# Technical Data Extraction: Performance Analysis of Qwen3 and Gemma3 Models
This document provides a comprehensive extraction of data and trends from the provided image, which contains three line charts comparing model performance with and without "Self-Verification."
## 1. Global Metadata and Legend
* **Language:** English
* **Legend Location:** Bottom center of the image.
* **Legend Categories:**
* **Green Box/Line:** "With Self-Verification"
* **Blue Box/Line:** "Original Run"
* **Common X-Axis:** "Task Length" (Scale: 0 to ~275)
* **Common Visual Elements:** Solid lines represent smoothed averages; faint dotted lines with markers represent raw data points.
---
## 2. Component Analysis
### Chart 1: Qwen3 8B [Thinking]
* **Y-Axis:** Turn Accuracy (Scale: 0.0 to 1.0)
* **Trend Analysis:**
* **Original Run (Blue):** Starts at 1.0 accuracy for short tasks. Shows a steep decline until Task Length ~75, then stabilizes into a fluctuating plateau between 0.6 and 0.75.
* **With Self-Verification (Green):** Also starts at 1.0. Follows a similar downward trajectory but generally stays slightly below or equal to the Original Run after Task Length 100.
* **Key Data Observations:**
* Both methods converge toward a similar accuracy range (0.6 - 0.7) as task length increases.
* Self-verification does not appear to provide a significant accuracy boost for this specific model configuration across longer tasks.

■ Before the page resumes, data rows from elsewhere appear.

Issue #1391, opened 2019-08-09
Homogenise oclif action loading


LucianBuzzo:
see https://github.com/balena-io/balena-cli/pull/1383#discussion_r312458518

Currently to add a new oclif command to the CLI you need modify lines in:
- `help_ts.ts`
- `app.ts`
- `oclif-utils.ts`
- `capitanodoc.ts`

This situation could be improved so that is simpler and cleaner to add new commands in oclif

pdcastro:
FYI, I'm actually doing some of this work at the moment, as part of the implementation of some other features. PR to follow soon.

Issue #1153, opened 2019-04-03
Add support for setting per-service variables (multi-container / multi-service)


pdcastro:
Probably using a syntax like:
`balena env add varName varValue --application myApp --service myService`

but the exact syntax / command may be decided later.

pdcastro:
Vaguely related issues:
* [Cannot SSH to container to MC application](https://github.com/balena-io/balena-cli/issues/856)
* [Support multi-container local push](https://github.com/balena-io/balena-cli/issues/836)
* [Update docs to reflect MC support](https://github.com/balena-io/balena-cli/issues/806)
* [document that balena sync doesn't work with multicontainer](https://github.com/balena-io/balena-cli/issues/1139)

magiconair:
Please focus on getting feature parity with the UI first. You don't have to solve all the multi-container issues at once. It is possible to set a service env via the UI so just expose that feature via the CLI through an extra cmd line arg.

magiconair:
We're working around this by prefixing config variables for different services, e.g. `FOO_CONFIG`. However, this has the effect that when we update the configuration for a single service, all services are restarted.

magiconair:
@pdcastro Any update here?

pdcastro:
@magiconair, thanks for checking on this issue's progress. This issue has indeed been discussed in a backlog priority meeting just a few days ago, and work on it should start shortly (hopefully next week, if not then soon after).

pdcastro:
Status update: some work has been done on "strategic pre-requisites" for this issue (PR #1413). I then came across a balena-ci (our continuous integration system) issue that is blocking further progress, but I expect to resolve that CI issue one way or another this week.

magiconair:
@pdcastro Any update? You must have an API that the browser uses to perform this function. Can't you just hook this up to the CLI until your API refactor is ready? It's been more than 6 months to get some feature parity between the UI and the CLI. How are we supposed to script and automate with Balena if we cannot use integrate the functions the platform offers?

pdcastro:
[...]

PR #1414, opened 2019-09-02
Migrate "env rename" and "envs" to oclif and refactor the preparser

pdcastro:
In addition to addressing #1391, this PR is a strategic pre-requisite for #1153.

Resolves: #1391 
Change-type: patch


pdcastro:
@balena-ci retest

nazrhom:
@balena-ci retest

pdcastro:
@balena-ci retest

pdcastro:
@balena-ci retest

lib/actions-oclif/env/rm.ts
```diff
@@ -89,23 +89,23 @@ export default class EnvRmCmd extends Command {
...
-						resource: 'device_environment_variable',
-						id: params.id,
-					});
-				} else {
-					return balena.pine.delete({
-						resource: 'application_environment_variable',
-						id: params.id,
-					});
-				}
-			});
```
pdcastro: Block converted from promise `.then` to `async/await`, plus some code deduplication and improved error handling.

lib/actions-oclif/env/rm.ts
```diff
@@ -89,23 +89,23 @@ export default class EnvRmCmd extends Command {
...
+			);
+		} catch (err) {
+			if (err.message === 'Aborted') {
+				return patterns.exitWithExpectedError(err);
```
pdcastro: If the user answers "No" to the question, call `exitWithExpectedError` to avoid Raven/Sentry error reporting (it's not a reportable error to answer "No" to a question...).

lib/actions/environment-variables.ts
```diff
@@ -1,154 +0,0 @@
-/*
```
pdcastro: This file implemented `balena envs` and `balena env rename` with Capitano. This PR migrates those commands to oclif.

lib/actions/help.coffee
```diff
@@ -90,15 +90,20 @@ general = (params, options, done) ->
 
 	if options.verbose
 		console.log('\nAdditional commands:\n')
-		print parse(groupedCommands.secondary).concat(getOclifHelpLinePairs()).sort()
+		secondaryCommandPromise = getOclifHelpLinePairs()
+		.then (oclifHelpLinePairs) ->
+			print parse(groupedCommands.secondary).concat(oclifHelpLinePairs).sort()
```
pdcastro: `getOclifHelpLinePairs()` was changed from sync to async, hence this refactoring.

lib/actions/help_ts.ts
```diff
@@ -16,20 +16,29 @@
...
+	for (const convertedCmd of convertedCommands) {
+		const [topic, cmd] = convertedCmd.split(':');
+		const pathComponents = ['..', 'actions-oclif', topic];
+		if (cmd) {
+			pathComponents.push(cmd);
+		}
+		// note that `import(path)` returns a promise
+		cmdClasses.push(import(path.join(...pathComponents)));
+	}
+	return Bluebird.map(cmdClasses, getCmdUsageDescriptionLinePair);
```
pdcastro: Previously, this function hardcoded the list of commands converted from oclif to Capitano. Now the list is substantially centralised in the `preparser` module, and imported here.

lib/app.ts
```diff
@@ -14,156 +14,18 @@
...
-export interface AppOptions {
-	// Prevent the default behaviour of flushing stdout after running a command
-	noFlush?: boolean;
-}
-
-/**
- * Simple command-line pre-parsing to choose between oclif or Capitano.
- * @param argv process.argv
- */
-function routeCliFramework(argv: string[], options: AppOptions): void {
```
pdcastro: The pre-parser code in this module was moved to `preparser.ts`.

lib/utils/oclif-utils.ts
```diff
@@ -17,11 +17,6 @@
 
 import * as Config from '@oclif/config';
 
-export const convertedCommands = {
-	'env:add': 'env add',
-	'env:rm': 'env rm',
```
pdcastro: This object was not used / not referenced in the code, hence deleted (it had been left behind from a previous refactoring).

package.json
```diff
@@ -2,7 +2,7 @@
   "name": "balena-cli",
   "version": "11.9.3",
   "description": "The official balena CLI tool",
-  "main": "./build/actions/index.js",
+  "main": "./build/app.js",
```
pdcastro: I don't think this change has a practical effect, but it better reflects the entrypoint.

package.json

### Chart 2: Gemma3 12B [CoT]
* **Y-Axis:** Turn Accuracy (Scale: 0.0 to 1.0)
* **Trend Analysis:**
* **Original Run (Blue):** Shows a strong upward trend. Starts low (~0.4 accuracy) for short tasks and steadily improves as Task Length increases, peaking and stabilizing around 0.85 after Task Length 200.
* **With Self-Verification (Green):** Starts very high (~0.95 accuracy) for short tasks. It maintains high accuracy until Task Length ~180, after which it suffers a catastrophic failure, dropping sharply to 0.0 accuracy by Task Length 230.
* **Key Data Observations:**
* **Crossover Point:** At Task Length ~160, the Original Run surpasses the Self-Verification run.
* **Failure State:** The green line indicates that for very long tasks (>200), the self-verification mechanism causes the model to fail completely (0% accuracy).
### Chart 3: Gemma3 12B [CoT] (Token Generation)
* **Y-Axis:** Avg. Tokens Generated per Step (Scale: 0 to 1400)
* **Trend Analysis:**
* **Original Run (Blue):** Remains extremely stable. Regardless of Task Length, the model generates a consistent average of approximately 400 tokens per step.
* **With Self-Verification (Green):** Shows a significant, linear increase in token generation as Task Length increases. It starts at ~550 tokens and peaks at ~1200 tokens at Task Length 160. Following this peak, it drops slightly and then crashes to 0 tokens at Task Length 200.
* **Key Data Observations:**
* The "Self-Verification" process is computationally more expensive, requiring significantly more tokens as tasks get longer.
* The crash to 0 tokens in Chart 3 correlates exactly with the 0.0 accuracy seen in Chart 2, suggesting a context window limit or a processing error that halts generation entirely for long tasks when self-verification is active.
---
## 3. Summary of Findings
| Metric | Qwen3 8B [Thinking] | Gemma3 12B [CoT] |
| :--- | :--- | :--- |
| **Accuracy Trend** | Decreases then plateaus. | Original improves; Self-Verification crashes. |
| **Self-Verification Impact** | Minimal/Neutral. | High benefit for short tasks; Catastrophic for long tasks. |
| **Token Cost** | N/A (Not charted) | Self-Verification increases token usage by up to 3x before failing. |
**Conclusion:** While "Self-Verification" improves accuracy for Gemma3 12B on shorter tasks, it introduces a scaling overhead in token generation that leads to a total system failure once a certain task length threshold (approx. 200) is reached. Qwen3 8B appears more robust to task length but does not benefit significantly from the self-verification logic shown.